Purpose: : The ERG b-wave measures light-induced response of inner retinal cells, most notably the depolarization of bipolar cells. The contribution of Müller glial cells to the b-wave is a subject of controversy. A negative ERG due to an abnormal b-wave is a hallmark of several disorders, including congenital stationary night blindness (CSNB), X-linked retinoschisis, and those forms of retinitis pigmentosa wherein defective bipolar cells are the likely origin. We used the mdx^Cv3 mouse model of Duchenne muscular dystrophy (DMD), which shows reduced b-wave amplitude, to assess how alteration of dystrophin affects ERG output.

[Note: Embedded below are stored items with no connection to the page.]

PR #839, opened 2026-09-08
hub: SqliteBackend stores council proposals — multi-signer governance works on the backend production runs (#810)

### LINKED ISSUE #810: hub: SqliteBackend stores no council proposals — multi-signer governance is unusable on every production hub
`SqliteBackend` implements **none** of the four `HubStore` proposal methods:

```
write_proposal   read_proposal   list_proposals   delete_proposal
```

They fall through to the trait defaults, which `bail!`. `FileBackend` and
`DynamoDbBackend` implement all four.

Every real hub runs sqlite. So **multi-signer council governance cannot be
exercised on any production hub today** — a proposal cannot be opened, signed
toward threshold, or listed.

### What still works, so the gap is scoped correctly

Council *enforcement* is fine: the threshold and holder roster come from the
ledger projection, and `/v1/hubs/.../events` correctly rejects single-signer
writes when M ≥ 2. What is missing is **storage for proposals in flight** —
proposals are deliberately kept out of the ledger because they are not yet
committed acts, and sqlite has nowhere else to put them.

The practical consequence: a hub with a real M-of-N council can *refuse*
unilateral acts but cannot *conduct* the vote that would authorise one.

### Immediate effect handled separately

Until #809, this surfaced as `500 internal error (reference …)` on `/admin/council`
and on the REST propose/sign routes. That PR makes the missing capability
explicit — `supports_proposals()`, an honest page, and 501 on the REST helpers.
**This issue is the implementation.**

### What implementing it needs

1. A `proposals` table in the sqlite schema, and a migration for existing
   `hub.db` files — the live fleet hub's is ~2.3 MB with 1,888 ledger entries and
   must survive.
2. The four methods against it, matching `FileBackend`'s semantics:
   insert-or-update on write, `None` on missing read, list-all (caller filters by
   status), idempotent delete.
3. Encryption parity: the store is SQLCipher-keyed, and proposals carry council
   signatures, so they must live inside the encrypted DB rather than beside it.
4. `supports_proposals()` flips to `true` — and
   `sqlite_reports_no_proposal_storage_and_file_reports_some` (#809) will fail,
   which is correct. It should be updated in the same PR, not before.
5. `the_council_page_is_served_on_a_backend_without_proposal_storage` should then
   be joined by its opposite: a proposal opened, signed to threshold, and
   committed, on the **sqlite** fixture.

### Why the gap survived this long

`the_public_plane_still_serves_the_transparency_surface` asserts
`/admin/council == 200` and passed throughout. Every test fixture builds an
empty tempdir, which has no `hub.db`, so `open_hub_store` returns `FileBackend`
— the only backend where the page worked. The assertion was right; the fixture
was not production-shaped. Worth fixing beyond this issue: fixtures that differ
from production in a load-bearing way are guards that cannot fail.

dp-web4:
Closes #810, exactly as dp ruled on the issue: *encrypted `proposals` table + migration, four `HubStore` methods, flip `supports_proposals`, and a SQLite-shaped end-to-end fixture that opens, signs to threshold, commits, and survives reopen. Do not let a FileBackend fixture stand in for production again.*

### What was true before

The four proposal methods are trait defaults that `bail!`. `SqliteBackend` — the backend every real hub runs — overrode none of them. So a society could **refuse** a unilateral act at M≥2 and could not **conduct** the vote that authorises one, on every production hub, with no red test anywhere, because the only council test ran on FileBackend. #809 made the gap honest; this closes it.

### The store

A `proposals` table **inside the SQLCipher-keyed `hub.db`** — signatures in flight are never at rest in the clear beside the encrypted acts they authorise. Stored as the same serialized `CouncilProposal` bytes FileBackend writes, so the backends can't drift in what a proposal *is*. Semantics mirror FileBackend exactly (insert-or-update, `None` on missing, newest-first, idempotent delete). `CREATE TABLE IF NOT EXISTS` is the migration — pinned by a test that builds a pre-#810 store with a ledger row and proves the row survives.

### The fixture dp asked for, on sqlite, through the real handlers

Two council holders with real keys, threshold 2-of-3. A proposes via a signed envelope → one signature, **Open**, persisted. B signs → threshold met, **Committed**, the act is on the chain with `proposal_ref` naming the proposal. Then the store is closed and **reopened** — the committed proposal with both signatures is still there. That property had nowhere to live before: a daemon restart mid-vote lost the vote.

The fixture asserts `backend_kind() == Sqlite`, so it cannot quietly become the FileBackend fixture again — the exact failure that let this survive.

**A/B'd:** flipping sqlite's `supports_proposals` back to `false` makes the fixture fail at propose with the **exact 501 production returned before** (*"sqlite stores none of them"*). Restored, green. The fixture is on the production path and the flag is what gates it.

### One finding on the way

A raw test witness of `CouncilMemberAdded` appends to the ledger and nothing else. The daemon reseeds the envelope resolver on every council commit and at startup, so a holder added by `witness_for_test` is on the chain but unknown to `verify_envelope` — the first propose returned `401 unknown signer`. The fixture now runs the daemon's own reseed, copied not approximated. A test that adds a holder and never reseeds is testing a state no live hub is ever in.

### Also

- Tests that pinned the old truth flipped in this PR, per dp's note — not before.
- The 501 text and the council page's unsupported branch no longer claim sqlite stores none.
- GitNexus impact/detect_changes: mandated by CLAUDE.md, **unsatisfiable on this seat** (not registered) — stated rather than skipped.

```
surface: POST /v1/hubs/:id/council/{propose,sign}   act: council-authorised ledger commit
S: high/irreversible   R: n/a (identity-gated)   W: pass (verify_envelope + holders, unchanged)
O: pass (threshold precedes commit)   A: pass (append_signed with proposal_ref)   V: present
verdict: PASS — this changes STORAGE under an existing gated path, not the gate
```

hub-lib **339** green (3 new), hub-daemon **199** green (1 new e2e, 1 flipped).


dp-web4 (commented):
Sweep disposition after #838 landed: the substantive #839 repair looks right (SQLite proposal persistence + migration + production-shaped propose/sign/commit/reopen fixture), and exact head `2696c03c` was CI-green before main moved. #838 now overlaps the Hub admin/rest/test surface and GitHub reports this head conflict-marked. Please rebase/converge onto current main (`3ebf5b0f` includes #838), preserve #838's public-record wording/tests, and rerun exact-head CI. I do not see a new design blocker; this is a convergence gate.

Methods: : Segments of dark-adapted isolated mouse retina were placed in a recording chamber on the stage of a Nikon FN-1 microscope. The epi-fluorescence pathway was used to illuminate the retina using neutral-density filters to control light intensity. Ringer’s solution containing (in mM) NaCl 110, KCl 5, Na₂HPO₄ 0.8, NaH₂PO₄ 0.1, NaHCO₃ 30, MgSO₄ 1, CaCl₂ 1.8, glucose 22 and glutamine 0.5 was superfused at 3 ml/min at 37ºC. Two transretinal electrodes (one Ag/AgCl macroelectrode and a glass microelectrode) were used. We added 200 µM barium to block the Müller cell inwardly-rectifying potassium channels and then isolated the barium sensitive component by mathematical subtraction.

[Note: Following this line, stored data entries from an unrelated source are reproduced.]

PR #840, opened 2026-09-08
hub: council and role controls on the operator plane, through the one governance gate

dp-web4:
dp: *"i don't see a ui to edit council or roles."* There was none — council changes were an offline CLI write with the passphrase, behind the daemon's back, ungated, and inert until restart; role assignment was an MCP tool with no form.

### One gate, shared

The MCP write tools carried `check_governance`: law integrity → **refuse while council mode (M≥2) is active** → hub law. The council routes must carry exactly that gate, or changing the council itself would be the least-gated act on the hub. So the gate moved to `rest::governance_gate`; the MCP `check_governance` is now a thin adapter over it. Two paths, one body.

### The ratchet, on purpose

The Sovereign alone can raise the threshold to 2+. From then on every single-signer council change — add, remove, lowering it back — is refused and must go through the council it created. **The quorum amends the quorum.** A/B'd: neutralising the council-mode check fails the test at *"add must be refused in council mode."*

### The live-resolver guarantee

Why these live on the operator plane in `rest.rs` rather than beside the MCP tools: `McpState` has no resolver. A holder added here is inserted into the live resolver and **signs a council envelope immediately** — proven end to end on the sqlite fixture with no manual reseed. The #810 fixture had to reseed by hand; this route makes that the daemon's job.

### Roles

No new route. The Manage page gains a form over the existing `/tools/assign_role` on the same loopback plane, so the act keeps its gate, its web4-core authority check, and its persist-after-gate ordering.

### Stated, not hidden

- In council mode the forms are still drawn; the gate refuses them with the routing message rather than the page hiding them — an operator learns the rule instead of losing the button.
- A holder who was never also a member renders nameless in the council table, correctly.
- GitNexus impact/detect_changes: mandated, **unsatisfiable on this seat** (not registered).

```
surface: POST /admin/api/council/{add,:id/remove,threshold}   act: council composition and quorum
S: high/irreversible-ish   R: weak-only (loopback)   W: pass (Sovereign signer + governance_gate)
O: pass (gate precedes witness; refusals leave the ledger bit-identical, tested)
A: pass   V: present (council mode routes these acts through propose/sign)   verdict: PASS
```

hub-daemon **202** green (2 new), hub-lib **345** green. Manage page rendered before commit.


dp-web4 (commented):
Sweep review: substantively good. The shared governance-gate extraction preserves the existing ordering (law-integrity -> council-mode ratchet -> R6 law), the new council mutations are loopback-only and gate before witness, and the live-resolver insertion is tested end-to-end so a newly added holder can sign immediately. The M>=2 ratchet is also the right invariant: once quorum mode exists, quorum changes quorum. CI on this head was green. #842 landed first and now makes this branch mechanically conflict in the same Hub files; please rebase/re-cut onto current main without changing the reviewed semantics, rerun CI, and this should be a quick lander.

dp-web4:
Rebased onto current main (`9b4cdae5`, with #842 in it) at **`715bdc5d`**. `MERGEABLE`,
and the reviewed semantics are unchanged — the conflict was purely mechanical.

**What the conflict actually was.** #842 and this branch both appended test blocks at the
same anchor in `rest.rs`, immediately before `ADMISSION_TEST_BASE_LAW`. One hunk, both
sides additive and independent, so both are kept. No behaviour on either side was touched.

**The reviewed properties, re-asserted after the rebase rather than assumed:**

| property you reviewed | after rebase |
|---|---|
| gate ordering: law-integrity → council-mode ratchet → R6 law | unchanged, single `governance_gate` body |
| council mutations loopback-only | 3 of 3 call `require_loopback` |
| gate **before** witness | 3 of 3 (checked structurally, not by eye) |
| M≥2 ratchet | `operator_adds_council_holders_who_can_sign_at_once_and_the_ratchet_closes` green |
| live-resolver insertion end-to-end | same test, green |

`204` hub-daemon (up from 202 — #842's two tests arrived with main) and `345` hub-lib, all
green.

**One thing worth recording, because it nearly went in silently.** Resolving the hunk I ran
a `replace('=======\n', ...)` that hit the **first** match in the file — a `// ====` comment
banner 6,000 lines earlier — instead of the conflict marker, mangling it to
`// ==============    }`. The build would still have passed. I caught it by diffing against
`origin/main` and reading every deletion, which came back as three lines when only two were
intentional (`struct ApiError` and `fn project_council` gaining `pub(crate)`). Banner
restored; the diff is now exactly those two.

That is the second time in this repo a marker-shaped string has made a blind replace
mis-target, and both times the check that caught it was *enumerate the deletions and account
for each one* rather than *does it compile*.

— hub-claude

Results: : The negative scotopic ERG from the isolated retina of the mdx^Cv3 showed a) an increased b-wave implicit time, b) a reduced b-wave amplitude, followed by c) a large slow wave. The b-wave and slow wave amplitudes were 131 ± 16 and 64 ± 14 ∝V, respectively, in control retina compared to 92 ± 11 and 138 ± 20 ∝V in the mdx^Cv3 retina. Exposure of the retina to barium completely blocked the slow wave and increased the b-wave amplitude to 236.9 ± 50 and 212 ± 40 ∝V in control and mdx^Cv3 retina, respectively. The barium sensitive component, presumed to be the Müller cell potassium conductance through Kir4.1 channels, was larger in the mdx^Cv3 retina as compared to the normal retinal response (P < 0.05).

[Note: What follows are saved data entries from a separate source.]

PR #841, opened 2026-09-09
whitepaper: mechanism-detail pass (LCT anatomy, RDF vocabulary, T3/V3 & MRH mechanics, ATP fix)

dp-web4:
dp's audit prompt: the whitepaper was hollow of mechanism — LCT section didn't mention that each LCT **contains** an MRH/T3/V3, RDF section had no actual vocabulary, ATP section carried a stale 'no public implementation' claim.

Pass audited every section against `web4-standard/core-spec/` and the shipped implementations (`web4-core` v0.3.0, `web4-sdk`, hub), then rewrote:

- **06-lct** (major): six required components (identity/binding/MRH/policy/T3/V3 — the token *contains* the horizon and tensors), self-certifying lct_id derivation, birth-certificate ceremony vs self-issued bootstrap, capability ladder 0–5, device constellation with anchor-composition trust ceilings, rotation/revocation lifecycle, 'inspectable evidence, not prescribed trust'.
- **05-rdf**: concrete Turtle with the canonical namespaces and predicates (`boundTo`/`pairedWith`/`witnessedBy` + sub-properties), reification, `subDimensionOf` extensibility.
- **07-t3v3**: dual residence (LCT field + entity-role RDF binding), fractal sub-graph with witnessed score statements, update mechanics (outcome table, quality formula, asymmetric decay, Talent no-decay invariant), composite weights, R7 reputation flow, honest open question on Valuation range.
- **08-mrh**: MRH as required LCT component, three canonical edge types with trust semantics, horizon_depth default 3, three propagation algorithms, mandatory update triggers, out-of-context trust = 0.0.
- **09-atp-adp**: **fixed stale claim** — reference implementation now ships (`web4-core/src/atp.rs`, SDK `atp.py`, test-vector validated); added society mint/pools, conservation invariant, R6 discharge weld (`atpStake`/escrow), value-proof recharge, slashing, demurrage. Kept ATP-as-feedback posture and honest 'no live economy yet'.
- **10-composed**: R6 component fields concretely + validate → execute → settle flow, error vs failure.
- **11-standard**: added the `web4-sdk` reference implementation (where MRH actually lives), simulations/attack-catalog with synthetic-adversary caveat, federation specified-but-unbuilt honesty.
- **12-conclusion / 13-glossary**: stale claim fix; capability-levels + constellation entries.

Monolith rebuilt (8.9k words, was 6.1k) and copied to `docs/whitepaper-web/`. Posture rules from the 2026-07-09 structure review preserved: why-first, ATP-as-feedback, status-as-footnote, findings-vs-framings.


dp-web4:
Reviewed and rebuilt the artifacts, on dp's ask. The `build` check was failing on artifact parity, not on content.

**What was stale.** The pass regenerated the markdown monolith but not the other two artifacts, so `build/web/index.html` and both `docs/whitepaper-web/` copies still carried the pre-pass text and the PDF predated it. Rebuilt all three from `sections/` with the shipped scripts; `markdown` and `pygments` were present, so the HTML is the rich `codehilite` form the committed artifacts use rather than the degraded fallback the scripts guard against. Verified as CI does: `git diff -I '^\*Generated:'` clean across the markdown, the web tree and the docs copy, and the two PDF copies byte-identical.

Conclusions: : These analyses suggest that bipolar cell function is actually normal in the mdx^Cv3 with the abnormal b-wave being the end-result of a net negative ERG due to the masking of the b-wave by an abnormal slow wave (of opposite polarity). This integrated ERG output from Müller cells onto bipolar cells supports the complexity of the b-wave response and demonstrates the utility of genetically mutant mouse models, such as the mdx^Cv3, in understanding the biological processes involved in retinal electrophysiology.